Madison lawyer James Peterson will fill a long-vacant federal judge position after the U.S. Senate confirmed him for the job on Thursday.
The Senate voted 70-24 to make Peterson the next judge in U.S. District Court for the Madison-based Western District of Wisconsin, with both Wisconsin senators in favor.
“I was really thrilled about the opportunity, and it’s a great relief to be through the confirmation process,” Peterson said Thursday.
President Barack Obama nominated Peterson in November to fill the seat once held by U.S. District Judge John Shabaz, who went on medical leave in 2008 and never returned to the bench. Shabaz died in 2012.
Obama’s first pick for the job, former state Supreme Court Justice Louis Butler, was twice nominated to replace Shabaz but never reached a floor vote in the Senate.
Carl Tobias, a law professor at the University of Richmond in Virginia, said the Senate rejected Butler not because of his qualifications, but rather because he was seen as “too liberal for Republicans.”
Peterson, however, had support from both of his home state senators, Democrat Tammy Baldwin and Republican Ron Johnson, Tobias said. Peterson was one of three lawyers a nominating commission set up by Baldwin and Johnson recommended to Obama.
He leads the Intellectual Property Litigation Working Group at the Madison law firm Godfrey & Kahn and is a graduate of the UW-Madison law school, where he also teaches copyright law.
Peterson said he plans to start the job in the next couple of weeks.
Going without a full slate of judges has put a strain on the Western District court, officials said.
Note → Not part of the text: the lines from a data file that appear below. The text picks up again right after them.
PR #489, opened 2019-08-12
Retrieve dataframe improvements

sanderland:
implements the suggested improvements to retrieve_dataframe
the dictionary of {id: .. aggregates: ...} make for some finicky edge cases

### DIFF
--- a/cognite/client/_api/datapoints.py
+++ b/cognite/client/_api/datapoints.py
@@ -1,4 +1,5 @@
 import math
+import re as regexp
 import threading
 from collections import defaultdict, namedtuple
 from datetime import datetime
@@ -96,9 +97,6 @@ class DatapointsAPI(APIClient):
             limit=limit,
         )
         dps_list = fetcher.fetch(query)
-        for dp in dps_list:
-            dp._granularity = granularity
-            dp._cognite_client = self._cognite_client
         if is_single_id:
             return dps_list[0]
         return dps_list
@@ -423,25 +421,87 @@ class DatapointsAPI(APIClient):
                 ...         aggregates=["interpolation"], granularity="1m", include_aggregate_name=False, complete="fill,dropna")
         """
         pd = utils._auxiliary.local_import("pandas")
-        id_df = pd.DataFrame()
-        external_id_df = pd.DataFrame()
-        if id is not None and external_id is not None and complete:
-            raise ValueError("Can not complete dataframes with mixed id and externalId")
 
         if id is not None:
-            id_df = self.retrieve(
+            id_dpl = self.retrieve(
                 id=id, start=start, end=end, aggregates=aggregates, granularity=granularity, limit=limit
-            ).to_pandas(column_names="id", include_aggregate_name=include_aggregate_name, complete=complete)
+            )
+            id_df = id_dpl.to_pandas(column_names="id")
+        else:
+            id_df = pd.DataFrame()
+            id_dpl = DatapointsList([])
+
         if external_id is not None:
-            external_id_df = self.retrieve(
+            external_id_dpl = self.retrieve(
                 external_id=external_id,
                 start=start,
                 end=end,
                 aggregates=aggregates,
                 granularity=granularity,
                 limit=limit,
-            ).to_pandas(include_aggregate_name=include_aggregate_name, complete=complete)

U.S. District Judge Barbara Crabb retired from her position four years ago, but decided to stay on the bench to help manage the district’s caseload.
“They’re glad to have just about anybody on the bench to fill a long-standing vacancy,” Peterson said of his future colleagues.
Peterson’s confirmation vote was a lopsided one, but closer than votes for two other federal judges who were confirmed unanimously on Thursday.
The vote split the GOP caucus, Tobias said, with all 24 nay votes coming from Republicans. Questions during Peterson’s confirmation hearing about his work representing the Freedom from Religion Foundation may have led some of the Republican members to vote against him, Tobias said.